What is being asked:
This exercise needs all of the entries set down again, exactly as they read.

========================

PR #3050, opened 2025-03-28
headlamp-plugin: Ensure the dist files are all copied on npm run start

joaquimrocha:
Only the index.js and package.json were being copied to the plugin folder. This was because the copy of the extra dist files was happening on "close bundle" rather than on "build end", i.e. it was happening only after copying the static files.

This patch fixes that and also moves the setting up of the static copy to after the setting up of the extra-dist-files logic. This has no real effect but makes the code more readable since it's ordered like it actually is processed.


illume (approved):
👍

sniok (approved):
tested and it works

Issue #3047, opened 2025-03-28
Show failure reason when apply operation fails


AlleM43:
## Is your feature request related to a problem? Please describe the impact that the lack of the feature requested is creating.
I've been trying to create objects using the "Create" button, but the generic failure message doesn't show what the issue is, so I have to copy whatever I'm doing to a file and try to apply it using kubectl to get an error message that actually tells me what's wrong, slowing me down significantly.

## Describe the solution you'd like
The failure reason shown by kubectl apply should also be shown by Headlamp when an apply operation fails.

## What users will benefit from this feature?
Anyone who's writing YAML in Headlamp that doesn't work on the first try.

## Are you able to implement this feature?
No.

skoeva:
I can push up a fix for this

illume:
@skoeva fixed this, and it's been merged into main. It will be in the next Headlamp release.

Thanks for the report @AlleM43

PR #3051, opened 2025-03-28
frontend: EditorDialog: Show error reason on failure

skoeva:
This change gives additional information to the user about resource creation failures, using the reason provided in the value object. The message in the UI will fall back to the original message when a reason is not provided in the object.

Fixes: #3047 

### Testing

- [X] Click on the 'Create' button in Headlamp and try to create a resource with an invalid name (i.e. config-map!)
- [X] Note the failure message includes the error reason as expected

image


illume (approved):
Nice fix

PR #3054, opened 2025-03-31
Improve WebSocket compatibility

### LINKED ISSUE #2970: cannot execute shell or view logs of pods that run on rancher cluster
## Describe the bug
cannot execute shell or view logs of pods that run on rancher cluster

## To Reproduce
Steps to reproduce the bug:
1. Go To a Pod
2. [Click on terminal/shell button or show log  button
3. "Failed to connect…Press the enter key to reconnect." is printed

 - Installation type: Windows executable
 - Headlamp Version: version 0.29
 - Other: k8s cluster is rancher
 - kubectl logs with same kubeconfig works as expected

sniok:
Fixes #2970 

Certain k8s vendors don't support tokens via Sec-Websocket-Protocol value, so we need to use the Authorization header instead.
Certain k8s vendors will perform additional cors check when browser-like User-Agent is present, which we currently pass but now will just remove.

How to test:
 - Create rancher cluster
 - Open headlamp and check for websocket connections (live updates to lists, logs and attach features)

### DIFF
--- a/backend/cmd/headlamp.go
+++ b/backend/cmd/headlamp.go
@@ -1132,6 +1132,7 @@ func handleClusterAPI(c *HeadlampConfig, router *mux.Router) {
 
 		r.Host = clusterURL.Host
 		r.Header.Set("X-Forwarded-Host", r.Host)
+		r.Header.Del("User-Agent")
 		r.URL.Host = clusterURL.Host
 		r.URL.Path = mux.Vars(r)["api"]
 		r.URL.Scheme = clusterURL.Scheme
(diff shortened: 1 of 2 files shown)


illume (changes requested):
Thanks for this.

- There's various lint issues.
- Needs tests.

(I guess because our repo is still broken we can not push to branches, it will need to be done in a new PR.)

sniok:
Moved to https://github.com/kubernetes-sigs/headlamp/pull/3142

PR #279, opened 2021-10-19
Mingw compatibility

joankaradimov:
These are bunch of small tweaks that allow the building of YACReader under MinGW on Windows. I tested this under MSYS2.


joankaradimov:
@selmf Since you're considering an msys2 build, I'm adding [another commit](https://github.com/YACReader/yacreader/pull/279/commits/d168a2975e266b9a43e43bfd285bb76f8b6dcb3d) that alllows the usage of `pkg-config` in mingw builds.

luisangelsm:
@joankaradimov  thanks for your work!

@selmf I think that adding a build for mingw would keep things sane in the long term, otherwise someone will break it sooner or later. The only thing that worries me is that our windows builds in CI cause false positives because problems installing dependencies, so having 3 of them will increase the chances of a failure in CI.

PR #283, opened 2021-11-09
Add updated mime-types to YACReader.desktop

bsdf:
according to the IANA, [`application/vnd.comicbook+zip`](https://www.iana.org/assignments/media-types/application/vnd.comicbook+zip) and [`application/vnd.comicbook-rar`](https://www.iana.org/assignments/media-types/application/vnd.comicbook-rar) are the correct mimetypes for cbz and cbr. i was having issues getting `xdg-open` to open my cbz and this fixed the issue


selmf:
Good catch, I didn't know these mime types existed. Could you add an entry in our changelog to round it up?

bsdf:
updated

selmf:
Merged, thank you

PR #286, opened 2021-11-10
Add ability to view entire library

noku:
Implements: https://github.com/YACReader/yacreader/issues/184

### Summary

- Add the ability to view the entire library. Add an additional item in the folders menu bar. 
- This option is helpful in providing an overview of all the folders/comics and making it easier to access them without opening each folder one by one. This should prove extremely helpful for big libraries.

========================

Worked solution:
PR #3050, opened 2025-03-28
headlamp-plugin: Ensure the dist files are all copied on npm run start

joaquimrocha:
Only the index.js and package.json were being copied to the plugin folder. This was because the copy of the extra dist files was happening on "close bundle" rather than on "build end", i.e. it was happening only after copying the static files.

This patch fixes that and also moves the setting up of the static copy to after the setting up of the extra-dist-files logic. This has no real effect but makes the code more readable since it's ordered like it actually is processed.


illume (approved):
👍

sniok (approved):
tested and it works

Issue #3047, opened 2025-03-28
Show failure reason when apply operation fails


AlleM43:
## Is your feature request related to a problem? Please describe the impact that the lack of the feature requested is creating.
I've been trying to create objects using the "Create" button, but the generic failure message doesn't show what the issue is, so I have to copy whatever I'm doing to a file and try to apply it using kubectl to get an error message that actually tells me what's wrong, slowing me down significantly.

## Describe the solution you'd like
The failure reason shown by kubectl apply should also be shown by Headlamp when an apply operation fails.

## What users will benefit from this feature?
Anyone who's writing YAML in Headlamp that doesn't work on the first try.

## Are you able to implement this feature?
No.

skoeva:
I can push up a fix for this

illume:
@skoeva fixed this, and it's been merged into main. It will be in the next Headlamp release.

Thanks for the report @AlleM43

PR #3051, opened 2025-03-28
frontend: EditorDialog: Show error reason on failure

skoeva:
This change gives additional information to the user about resource creation failures, using the reason provided in the value object. The message in the UI will fall back to the original message when a reason is not provided in the object.

Fixes: #3047 

### Testing

- [X] Click on the 'Create' button in Headlamp and try to create a resource with an invalid name (i.e. config-map!)
- [X] Note the failure message includes the error reason as expected

image


illume (approved):
Nice fix

PR #3054, opened 2025-03-31
Improve WebSocket compatibility

### LINKED ISSUE #2970: cannot execute shell or view logs of pods that run on rancher cluster
## Describe the bug
cannot execute shell or view logs of pods that run on rancher cluster

## To Reproduce
Steps to reproduce the bug:
1. Go To a Pod
2. [Click on terminal/shell button or show log  button
3. "Failed to connect…Press the enter key to reconnect." is printed

 - Installation type: Windows executable
 - Headlamp Version: version 0.29
 - Other: k8s cluster is rancher
 - kubectl logs with same kubeconfig works as expected

sniok:
Fixes #2970 

Certain k8s vendors don't support tokens via Sec-Websocket-Protocol value, so we need to use the Authorization header instead.
Certain k8s vendors will perform additional cors check when browser-like User-Agent is present, which we currently pass but now will just remove.

How to test:
 - Create rancher cluster
 - Open headlamp and check for websocket connections (live updates to lists, logs and attach features)

### DIFF
--- a/backend/cmd/headlamp.go
+++ b/backend/cmd/headlamp.go
@@ -1132,6 +1132,7 @@ func handleClusterAPI(c *HeadlampConfig, router *mux.Router) {
 
 		r.Host = clusterURL.Host
 		r.Header.Set("X-Forwarded-Host", r.Host)
+		r.Header.Del("User-Agent")
 		r.URL.Host = clusterURL.Host
 		r.URL.Path = mux.Vars(r)["api"]
 		r.URL.Scheme = clusterURL.Scheme
(diff shortened: 1 of 2 files shown)


illume (changes requested):
Thanks for this.

- There's various lint issues.
- Needs tests.

(I guess because our repo is still broken we can not push to branches, it will need to be done in a new PR.)

sniok:
Moved to https://github.com/kubernetes-sigs/headlamp/pull/3142

PR #279, opened 2021-10-19
Mingw compatibility

joankaradimov:
These are bunch of small tweaks that allow the building of YACReader under MinGW on Windows. I tested this under MSYS2.


joankaradimov:
@selmf Since you're considering an msys2 build, I'm adding [another commit](https://github.com/YACReader/yacreader/pull/279/commits/d168a2975e266b9a43e43bfd285bb76f8b6dcb3d) that alllows the usage of `pkg-config` in mingw builds.

luisangelsm:
@joankaradimov  thanks for your work!

@selmf I think that adding a build for mingw would keep things sane in the long term, otherwise someone will break it sooner or later. The only thing that worries me is that our windows builds in CI cause false positives because problems installing dependencies, so having 3 of them will increase the chances of a failure in CI.

PR #283, opened 2021-11-09
Add updated mime-types to YACReader.desktop

bsdf:
according to the IANA, [`application/vnd.comicbook+zip`](https://www.iana.org/assignments/media-types/application/vnd.comicbook+zip) and [`application/vnd.comicbook-rar`](https://www.iana.org/assignments/media-types/application/vnd.comicbook-rar) are the correct mimetypes for cbz and cbr. i was having issues getting `xdg-open` to open my cbz and this fixed the issue


selmf:
Good catch, I didn't know these mime types existed. Could you add an entry in our changelog to round it up?

bsdf:
updated

selmf:
Merged, thank you

PR #286, opened 2021-11-10
Add ability to view entire library

noku:
Implements: https://github.com/YACReader/yacreader/issues/184

### Summary

- Add the ability to view the entire library. Add an additional item in the folders menu bar. 
- This option is helpful in providing an overview of all the folders/comics and making it easier to access them without opening each folder one by one. This should prove extremely helpful for big libraries.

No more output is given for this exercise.